## [Problem to work on]
Output range, inclusive: from the line containing "secret or params." to the line containing "secret, independent of". Restate those lines from the data below word for word and only those.

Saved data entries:

=== Begin Enclosure ===

PR #3437, opened 2026-06-12
Fix MFA QR code to encode correct HMAC secret (issue #3431)

### LINKED ISSUE #3431: MFA QR code encodes wrong secret; manual setup key works
## Problem Statement

Customers cannot enable MFA by scanning the QR code: after scanning with their authenticator app (e.g. Google Authenticator), entering their password and the current OTP, they always get `"Authentication failed. Please verify your credentials and try again."`. Typing the **setup key manually** into the same app works fine. This means the QR code encodes a different secret than the manual setup key, so the authenticator computes OTPs against the wrong secret.

## Early Diagnosis

The QR code is generated client-side from the OTP secret, but the secret it encodes is **inconsistent** with the manually-displayed key, and the two QR-generation callsites disagree with each other:

- `OtpSetupWizard.vue:150` — manual entry displays `setupData.otp_setup`.
- `useMfa.ts:180` (standard/200 path) — QR encodes `otp_setup` (matches manual).
- `mfaHelpers.ts:100` (HMAC/422 path) — QR encodes `otp_raw_secret` (differs from manual).

Suspected root cause: in the HMAC setup path the QR encodes `otp_raw_secret` while the manual key shown to the user — and the value the server validates against — is `otp_setup`. Authenticator scans → wrong secret → wrong OTP → "Authentication failed". Manual typing of `otp_setup` works because it is the secret the server expects. The fix is to make the QR encode the *same* secret the manual key displays and the server validates, and to make both callsites consistent.

Secondary concern: `generateQrCode` (`mfaHelpers.ts:35-42`) builds the `otpauth://` URI by hand without `algorithm`/`digits`/`period` params and without base32 normalization (stripping spaces/uppercasing). Likely not the primary cause here, but worth hardening once the field mismatch is fixed.

```
otpauth://totp/${issuer}:${email}?secret=${secret}&issuer=${issuer}
```

## Affected Areas

- [ ] `src/shared/composables/helpers/mfaHelpers.ts` — `generateQrCode` (L35-42) + HMAC-path QR uses `otp_raw_secret` (L100)
- [ ] `src/shared/composables/useMfa.ts` — standard-path QR uses `otp_setup` (L180); reconcile which field is the TOTP secret
- [ ] `src/apps/session/components/OtpSetupWizard.vue` — manual key displays `otp_setup` (L150); must match the QR
- [ ] `apps/web/auth/routes/mfa.rb` / `apps/web/auth/config/features/mfa.rb` — confirm backend semantics of `otp_setup` vs `otp_raw_secret` (which is the raw base32 TOTP key vs HMAC'd validation value)

## Repro

1. Start MFA setup, scan the QR with an authenticator app.
2. Enter password + current OTP → "Authentication failed."
3. Instead, type the displayed setup key manually into the app → succeeds.

delano:
## Summary

Fixes #3431

The MFA QR code was encoding the wrong secret when HMAC mode was enabled. The backend generates two secrets during setup:
- `otp_raw_secret`: Raw key used only for the setup handshake
- `otp_setup`: HMAC'd key that the authenticator app must actually use

The frontend was incorrectly reconstructing the otpauth:// URI and encoding `otp_raw_secret` instead of `otp_setup`, causing scanned QR codes to never match what the server validates.

**Fix:** The backend now emits Rodauth's authoritative `otp_provisioning_uri` (built from the correct HMAC'd secret) in the otp-setup response as `provisioning_uri`. The frontend renders this URI directly as a QR code without reconstruction, ensuring the encoded secret always matches server validation.

### Backend (Ruby/Rodauth)
- **apps/web/auth/config/hooks/mfa.rb**: Added `before_otp_setup_route` hook to emit `provisioning_uri` from Rodauth's `otp_provisioning_uri` when HMAC is enabled
- **apps/web/auth/spec/config/features/mfa_provisioning_uri_spec.rb**: Added comprehensive regression tests covering:
  1. `provisioning_uri` embeds the correct HMAC'd secret, not the raw secret
  2. TOTP codes derived from `provisioning_uri` complete setup successfully
  3. TOTP codes derived from `otp_raw_secret` are rejected (the original bug)

### Frontend (TypeScript/Vue)
- **src/shared/composables/helpers/mfaHelpers.ts**: 
  - `generateQrCode()` now accepts the backend's `provisioning_uri` directly instead of reconstructing it from secret/issuer/email
  - `enrichSetupResponse()` renders QR from `provisioning_uri` instead of `otp_raw_secret`
  - Removed `siteName` and `email` parameters (no longer needed)
  
- **src/shared/composables/useMfa.ts**: 
  - `setupMfa()` no longer requires `siteName` and `email` parameters
  - Uses backend's `provisioning_uri` for QR rendering in both standard and HMAC flows
  
- **src/apps/session/components/OtpSetupWizard.vue**: Simplified to call `setupMfa()` without site name/email parameters

- **src/schemas/api/auth/responses/auth.ts**: Added `provisioning_uri` field to `otpSetupResponseSchema`

- **src/tests/composables/useMfa.spec.ts**: Updated tests to verify QR is rendered from `provisioning_uri` and removed site name/email parameter assertions

## Test Plan

Added comprehensive regression test suite (`mfa_provisioning_uri_spec.rb`) that exercises the real otp-setup route with the production hook configuration. Tests verify:
- The provisioning URI embeds the HMAC'd secret (not raw secret)
- Setup completes successfully with codes derived from the provisioning URI
- Setup fails with codes derived from the raw secret (confirming the bug is fixed)

Updated existing frontend unit tests to verify QR code generation uses the backend's `provisioning_uri` directly.

### DIFF
--- a/apps/web/auth/config/hooks/mfa.rb
+++ b/apps/web/auth/config/hooks/mfa.rb
@@ -32,6 +32,35 @@ module Auth::Config::Hooks
       # - Verification attempts (POST with OTP code)
       #
       auth.before_otp_setup_route do
+        # ----------------------------------------------------------------
+        # Emit Rodauth's authoritative TOTP provisioning URI (issue #3431)
+        # ----------------------------------------------------------------
+        #
+        # By the time this hook body runs, Rodauth's json feature has already
+        # executed (via super) its own before_otp_setup_route, which — in the
+        # HMAC JSON flow — generates the setup secret and populates the
+        # response with:
+        #   - otp_setup_param     => otp_user_key (the HMAC'd key the
+        #                            authenticator must actually use)
+        #   - otp_setup_raw_param => the raw key, used ONLY for the setup
+        #                            handshake (NOT a valid TOTP secret)
+        #
+        # The SPA historically reconstructed the otpauth:// URI itself and, on
+        # the HMAC path, encoded the raw key — so scanned codes never matched
+        # what the server validates (otp built from otp_user_key), while the
+        # manually-displayed otp_setup key worked. We instead emit Rodauth's
+        # own otp_provisioning_uri (built from otp_user_key, with the correct
+        # issuer/digits/period) as the single source of truth, so the frontend
+        # can render the QR directly without guessing the secret or params.
+        #
+        # Rebuild the tmp OTP key from the raw secret we just handed the client
+        # so otp_provisioning_uri reflects exactly that secret, independent of
+        # any later key regeneration in the route body.
+        if otp_keys_use_hmac? && (raw_secret = json_response[otp_setup_raw_param])
+          otp_tmp_key(raw_secret)
+          json_response[:provisioning_uri] = otp_provisioning_uri
+        end
+
         is_post      = request.post?
         has_otp_code = !param_or_nil(otp_auth_param).to_s.empty?
         has_password = !param_or_nil(password_param).to_s.empty?
--- a/apps/web/auth/spec/config/features/mfa_provisioning_uri_spec.rb
+++ b/apps/web/auth/spec/config/features/mfa_provisioning_uri_spec.rb
@@ -1,0 +1,151 @@
+# apps/web/auth/spec/config/features/mfa_provisioning_uri_spec.rb
+#
+# frozen_string_literal: true
+
+# Regression coverage for issue #3431 — "MFA QR code encodes wrong secret".
+#
+# Root cause
+# ----------
+# With otp_keys_use_hmac? enabled, the secret an authenticator app must use is
+# the HMAC'd key (Rodauth's otp_user_key, surfaced in the JSON otp-setup
+# response as otp_setup), NOT the raw key (otp_raw_secret, which exists only for
+# the setup handshake). The SPA used to rebuild the otpauth:// URI itself and,
+# on the HMAC path, encoded the raw key — so scanned codes never matched what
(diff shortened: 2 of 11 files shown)


delano:
Thanks for the review. Addressed in the latest push (force-update to `a1db683f`):

- **Silent no-QR when `provisioning_uri` is missing (P1):** `enrichSetupResponse` now fails fast on the HMAC path — it logs, pings Sentry via `captureMessage` when diagnostics is enabled, and returns `null`, so the caller surfaces an error instead of advancing to a blank scan step. Added a regression test (`surfaces an error when HMAC 422 omits provisioning_uri`).
- **"HMAC setup without password" missing the QR assertion:** added the `qr_code` + `expect(QRCode.toDataURL).toHaveBeenCalledWith(...)` assertions to that test.
- **Top-level `include AuthTestConstants` — leaving as-is.** This is the established convention for the auth feature specs here: `mfa_spec.rb:16` and `feature_combinations_spec.rb:15` both do a top-level `include AuthTestConstants`. The constants (e.g. `STATUS_VERIFIED`) are referenced from top-level `let` blocks, whose lexical constant lookup resolves via `Object`'s ancestry — which is exactly what the top-level include provides. Moving it inside `describe` only here would diverge from its siblings and risk breaking that resolution. Happy to revisit repo-wide if you'd prefer the scoped form everywhere.

---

=== End Enclosure ===

## [Written solution]
+        # can render the QR directly without guessing the secret or params.
+        #
+        # Rebuild the tmp OTP key from the raw secret we just handed the client
+        # so otp_provisioning_uri reflects exactly that secret, independent of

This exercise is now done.